Quando a protagonista entra no salão, onde o bebê é festejado, Polanski passeia com a câmera pelo ambiente, mostrando que, sim, havia um grande complô, não se tratava de uma paranoia. Ele usa planos-detalhe para entregar algumas pistas ao espectador e close ups para salientar a natureza duvidosa de determinados personagens e o desespero de Rosemary. A câmera na mão é recorrente, fundamental na concepção de uma atmosfera angustiante e funciona brilhantemente em sequências mais tensas, como, por exemplo, a da perseguição e aquele em que a protagonista é brutalmente sedada – realismo, crueza.

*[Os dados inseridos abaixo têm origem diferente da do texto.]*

PR #1346, opened 2020-10-01
e2ee: add unit tests

fippo:
Both for just encode function as well as an end-to-end test.

### DIFF
--- a/modules/e2ee/Context.spec.js
+++ b/modules/e2ee/Context.spec.js
@@ -1,0 +1,174 @@
+import { Context } from './Context';
+import { ratchet, importKey } from './crypto-utils';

A trilha sonora é fascinante. Igualmente arrepiante em suas batidas assombrosas e no suave canto infantil.
Sidney Blackmer faz de Roman Castevet um homem aparentemente gentil, prestativo e de boas intenções, conseguindo, antes mesmo de “abrir o jogo”, ser uma figura imponente e cativante, cujo olhar penetrante e a voz milimetricamente calculada colocam os demais aos seus pés.
Mia Farrow impressiona pela entrega, começando como uma jovem alegre e, no fim, flertando com a insanidade e um pavor absolutamente palpável. A atriz concilia ingenuidade e desconfiança com maestria, transformando Rosemary numa personagem humana – não é demasiadamente burra, nem inteligente.
“Rosemary’s Baby” é um marco para o gênero do horror. Uma obra prima aflitiva e macabra, que deixa o espectador ansioso, querendo socorrer a protagonista.